### [EXERCISE DIRECTIONS]
Show the lines of the material that contain the word "AnalyticsSuggestions".

### [SUPPLIED MATERIAL]
PR #1561, opened 2020-07-27
JSUI-3033 Improved accessibility for `UserFeedbackBanner` and `HeightLimiter`

btaillon:
https://coveord.atlassian.net/browse/JSUI-3033

### DIFF
--- a/src/ui/SmartSnippet/UserFeedbackBanner.ts
+++ b/src/ui/SmartSnippet/UserFeedbackBanner.ts
@@ -1,6 +1,7 @@
 import { $$ } from '../../utils/Dom';
 import { l } from '../../strings/Strings';
 import { SVGIcons } from '../../utils/SVGIcons';
+import { uniqueId } from 'underscore';
 
 const ROOT_CLASSNAME = 'coveo-user-feedback-banner';
 const CONTAINER_CLASSNAME = `${ROOT_CLASSNAME}-container`;
@@ -29,6 +30,7 @@ interface IButtonOptions {
     content: string;
     className: string;
   };
+  attributes?: any;
 }
 
 export const UserFeedbackBannerClassNames = {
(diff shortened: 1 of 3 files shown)


src/ui/SmartSnippet/UserFeedbackBanner.ts
```diff
@@ -148,7 +163,9 @@ export class UserFeedbackBanner {
     }
     this.isUseful = isUseful ? UsefulState.Yes : UsefulState.No;
     this.yesButton.classList.toggle(BUTTON_ACTIVE_CLASSNAME, isUseful);
+    this.yesButton.setAttribute('aria-pressed', `${isUseful}`);
```
olamothe, line 166: What does the `aria-pressed` do exactly ? 

Does it signify to screen reader "here's what going to happen when you click this button" ?

src/ui/SmartSnippet/UserFeedbackBanner.ts
```diff
@@ -78,7 +84,7 @@ export class UserFeedbackBanner {
   }
 
   private buildLabel() {
-    return $$('span', { className: LABEL_CLASSNAME }, l('UsefulnessFeedbackRequest')).el;
+    return $$('span', { className: LABEL_CLASSNAME, id: this.labelId }, l('UsefulnessFeedbackRequest')).el;
```
olamothe, line 87: Could we use a better semantic tag than `span` ?

src/ui/SmartSnippet/UserFeedbackBanner.ts
btaillon: When the `aria-pressed` attribute exists, whether `true` or `false`, it signifies the element is a toggleable button.

src/ui/SmartSnippet/UserFeedbackBanner.ts
btaillon: On its own, the semantic choice would probably be a `label`. However, a `label` cannot be associated with multiple controls. I considered using a `fieldset` and a `legend` back when I considered making those buttons `input[type="radio"]`, but I let go of the idea at the same time that I chose to make them toggleable buttons.

I'll keep them as toggleable buttons but I'll make this a `legend` and introduce a `fieldset`.

PR #1562, opened 2020-07-27
Added exports to Eager.ts file so components are correctly exported t…

mikegron:
Added exports to Eager.ts file so components are correctly exported to webpack when building a bundle.
For ServiceNow, we need to build a component that will bundle the JSUI and the search-ui-extensions all in one file. Without the exports in Eager.ts some classes were undefined in the output webpack bundle. Example:

image

After these changes the components are accessible at runtime as expected.

In the compiled CoveoJsSearch file, it looks like this:
```
    var Checkbox_1 = __webpack_require__(63);
    Checkbox_1.Checkbox.doExport();
  + exports.Checkbox = Checkbox_1.Checkbox;
```

SNOW-385

### DIFF
--- a/src/Eager.ts
+++ b/src/Eager.ts
@@ -26,7 +26,6 @@ export { Aggregate };
 
 import { Analytics } from './ui/Analytics/Analytics';
 Analytics.doExport();
-export { Analytics };
 
 import { AnalyticsSuggestions } from './ui/AnalyticsSuggestions/AnalyticsSuggestions';
 AnalyticsSuggestions.doExport();
@@ -410,3 +409,5 @@ export { SortDropdown };
 import { FacetsMobileMode } from './ui/FacetsMobileMode/FacetsMobileMode';
 FacetsMobileMode.doExport();
 export { FacetsMobileMode };
+
+export { Analytics } from './ui/Analytics/Analytics';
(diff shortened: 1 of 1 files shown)


src/Eager.ts
```diff
@@ -4,315 +4,409 @@ export { CoreHelpers } from './ui/Templates/CoreHelpers';
 export { SearchInterface, StandaloneSearchInterface } from './ui/SearchInterface/SearchInterface';
 export { jQueryInstance as $ } from './ui/Base/CoveoJQuery';
 export { underscoreInstance as _ } from './ui/Base/CoveoUnderscore';
+export { AnalyticsUtils } from './utils/AnalyticsUtils';
```
olamothe, line 7: The order of export in this file has an impact on the final output.

If you look at the build output in travis, you will see failed UT. 

My guess is that this PR creates some kind of circular dependency issue (either AnalyticsUtils or analyticsActionCauseList)

mikegron: Yeah I just saw that and i'm trying to figure out why..
AnalyticsUtils does import AnalyticsActionListMeta also but normally this shouldn't be a problem 🤔

mikegron: Ok I just found it, the error is caused by the export of Analytics. If I move it at the bottom of Eager.ts it works. But, should I just import what I personnally need instead, which is analyticsActionCauseList, Checkbox and the other form widgets, instead of everything? That might be safer, what do you think @olamothe

PR #163, opened 2019-04-18
Add wait_upstream() and wait_downstream()

### LINKED ISSUE #158: Add wait_upstream() and wait_downstream() functions
We already have wait_log() that is implemented via wait_cond(). I propose to add the following functions:

* test_run:wait_upstream(id, [status[, message]])
* test_run:wait_downstream(id, [status[, message]])

No-op when both status and message are omitted.

Totktonada:
These functions are needed to wait for a certain state of an upstream /
downstream as tracked in box.info.replication.

Fixes #158.

### DIFF
--- a/test_run.lua
+++ b/test_run.lua
@@ -1,3 +1,5 @@
+--- Utils provided by test-run.
+
 local socket = require('socket')
 local json = require('json')
 local yaml = require('yaml')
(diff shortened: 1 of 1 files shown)


Totktonada:
Now I think about expanding the API to support waiting vclocks. See https://github.com/tarantool/test-run/issues/158#issuecomment-484792009

PR #164, opened 2019-04-24
Add the signal option into stop server routine

avtikhon:
Added server kill routine based on server stop routine
except the SIGKILL is used instead of SIGTERM and server
is killing before connections stopping.

### DIFF
--- a/lib/tarantool_server.py
+++ b/lib/tarantool_server.py
@@ -735,7 +735,11 @@ class TarantoolServer(Server):
     def wait_stop(self):
         self.process.wait()
 
-    def stop(self, silent=True):
+    def stop(self, silent=True, signal=signal.SIGTERM):
+        """ Kill tarantool server using specified signal (SIGTERM by default)
+
+            signal - a number of a signal
+        """
         if self._start_against_running:
             color_log('Server [%s] start against running ...\n',
                       schema='test_var')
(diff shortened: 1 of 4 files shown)


avtikhon:
Stand alone test gc_4162 for replication suite prepared, unzip from the attachments.
[gc_4162.zip](https://github.com/tarantool/test-run/files/3116947/gc_4162.zip)

lib/tarantool_server.py
```diff
@@ -763,7 +763,13 @@ def stop(self, silent=True):
                 schema='test_var'
             )
             try:
-                self.process.terminate()
+                if signal:
+                    color_log('Sending signal {0} to process {1}\n'.format(
+                        signal, self.process.pid))
+                    os.system('/bin/kill --signal {0} {1}'.format(
```
Totktonada: It is better to do it w/o fork+exec using process.send_signal().

lib/tarantool_server.py
```diff
@@ -735,7 +735,7 @@ def kill_current_test(self):
     def wait_stop(self):
         self.process.wait()
 
-    def stop(self, silent=True):
+    def stop(self, silent=True, signal=None):
```
Totktonada: It would be better to receive signal.SIG* constants here instead of strings. We can also set signal.SIGTERM as default. process.send_signal(signal.SIGTERM) is the alias for process.terminate() (see [here]), so this will not change the behaviour, but will shrink the code.

[1]: https://docs.python.org/2/library/subprocess.html#subprocess.Popen.send_signal

Totktonada:
BTW, I would add a usage example (just how to send the command) into a commit message. It would also good to update the README with this option: it lack options at all now, but at least start to list new ones would improve the page.

Totktonada:
Please also ask informal OK from @locker re changing the test case from https://github.com/tarantool/tarantool/issues/4162 . Otherwise this feature can become just dead code.

Totktonada:
Rebased on the current master.

lib/tarantool_server.py
Totktonada: I should have to clarify that it is good to provide ability to give a signal as a string for the test-run's command to provide better support for different platforms. However stop() is the internal function and so should be called from test-run itself with signal.SIG* as an argument value.

Changed the commit accordingly.

Totktonada:
Added support for giving a signal by a name: 'stop server foo with signal=KILL' (see the comment above).

Shrunk the comment to describe only those things that are relevant for test-run.

Fixed the README formatting in a separate commit.

Please, stop name everything 'routine'. There are test-run *commands*, C *functions*, Python *methods*. More concrete words make a sentence easier to understand.

Totktonada:
Updated in tarantool: master, 2.1 and 1.10.

PR #166, opened 2019-05-03
Fix core name (unit-testing) from 'unit' to 'unittest' in README

SudoBobo:
Actually there is 'unittest' core name, not 'unit'. Commit fixes README.


Totktonada:
Changed the commit message (a header should be within 50 symbols) and pushed in e48b0a5d7335ea97bda9c2dabeedc28bb9333021.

### [ANSWER FOR THE TASK]
 import { AnalyticsSuggestions } from './ui/AnalyticsSuggestions/AnalyticsSuggestions';
 AnalyticsSuggestions.doExport();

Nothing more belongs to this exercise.